1. The narrow space robot operation planning method for safety reinforcement learning is characterized by comprising the following steps of:

Before the mechanical arm moves, setting a planning task and a target point;

Defining kinematic constraints of the joint;

Testing the expected acceleration a _t+1N of the joint, if the mechanical arm does not collide after the action is executed and the defined kinematic constraint of the joint is not violated, the expected acceleration a _t+1N is feasible, and the expected acceleration a _t+1N is executed as an alternative action; otherwise, executing the calculated braking acceleration a _t+1B as a substitute action; the expected acceleration a _t+1N calculated by each joint is executed after braking; starting from the state information corresponding to the current time t, if no collision occurs after corresponding action is executed, the behavior is safe, otherwise, the movement is stopped;

The feasible action space of the mechanical arm is formed by the replacement action of each joint of the mechanical arm; planning a motion track for the mechanical arm under the action space by using a deep reinforcement learning algorithm and obtaining an optimal strategy;

The deep reinforcement learning algorithm comprises:

Training path planning under the action space;

setting a training ending condition, and stopping training when the tail end of the mechanical arm continuously reaches a preset target point for a plurality of times;

Training path planning under the action space can obtain the expected action of the mechanical arm, namely the action which maximizes the Q value in the action space and is executed by the mechanical arm, wherein the Q value is the action function value in reinforcement learning and represents the expectation of the total rewarding of the final state after the robot selects the action; and executing each action to obtain a corresponding rewarding value, and when rewarding stability and convergence are considered as successful planning and training is stopped, the strategy obtained through training is the optimal strategy.
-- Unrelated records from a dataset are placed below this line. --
PR #891, opened 2022-04-06
Add skip-filter flag for summarizer

chases2:
Adds a flag that allows you to turn off regex filtering (if it's already being done upstream by the tabulator.

### DIFF
--- a/pkg/summarizer/summary.go
+++ b/pkg/summarizer/summary.go
@@ -89,7 +89,7 @@ type Fixer func(context.Context, *config.DashboardQueue) error
 // Will use concurrency go routines to update dashboards in parallel.
 // Setting dashboard will limit update to this dashboard.
 // Will write summary proto when confirm is set.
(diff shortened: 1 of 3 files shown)


pkg/summarizer/summary.go
```diff
@@ -750,39 +749,37 @@ func firstFilled(values ...int32) int {
...
+func filterGrid(baseOptions string, rows []*statepb.Row, recent int, useRegexFilter bool) ([]*statepb.Row, error) {
 
 	rows = recentRows(rows, recent)
 
 	rows = filterMethods(rows)
 
-	for _, include := range vals[includeFilter] {
-		if rows, err = includeRows(rows, include); err != nil {
-			return nil, fmt.Errorf("bad %s=%s: %v", includeFilter, include, err)
+	if useRegexFilter {
```
michelle192837, line 764: nit: Maybe `if !useRegexFilter { return rows, nil }` to limit what's inside the conditional?

michelle192837 (approved):
/hold

Unhold at will

pkg/summarizer/summary.go
chases2: Good idea; done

2. The method of claim 1, wherein the target point is a welding start point and the planning task is to plan a safe path so that the end of the arm moves to the welding start point.

3. The method of claim 1, wherein the status information includes a position, a speed, an acceleration, and a distance from an obstacle for each joint.
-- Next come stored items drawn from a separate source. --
PR #899, opened 2022-04-08
Enable filter in canary

chases2:


michelle192837 (approved):

fejta:
(For next time, I'd probably try and do it on a handful of groups before doing it on every group [to minimize blast radius if something fails])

4. The method for planning operation of a robot in a confined space for reinforcement learning as set forth in claim 1, wherein the oscillation phenomenon is prevented during the movement a_t+1max＝m'_t+1*(a_t+1max-a_t+1min),a_t+1min＝a_t+1min+(1-m'_t+1)*(a_t+1max-a_t+1min).

5. The narrow space robot operation planning method for safety reinforcement learning according to claim 1, wherein the input quantity of the deep reinforcement learning algorithm is state information of a mechanical arm, and an Actor network and a Critic network are set for training; the network structure is 400 multiplied by 300 multiplied by 10 multiplied by 1, the hidden layers all use swish as an activation function, the output layer of the Actor network uses tanh as an activation function, and the output action range is [ -1,1].

6. The narrow space robotic work planning method of claim 1, wherein the reward function for the deep reinforcement learning is R = R _target-R_action-R_adaptation-R_distance comprising four terms, the first term R _target being a reward term for arm tip to target point distance for training the arm to approach the target point; the second term R _action is an action penalty term to avoid actions too close to the limit; the third term R _adaptation is a brake penalty term, which is 1 when the action collides to execute the braking action, otherwise, is 0; and the fourth term R _distance is a distance penalty term, and if the distance between the rod pieces of the mechanical arm and between each rod piece and the obstacle after the replacement action is executed is smaller than a certain threshold value, a penalty term 1 is applied, otherwise, the penalty term is 0.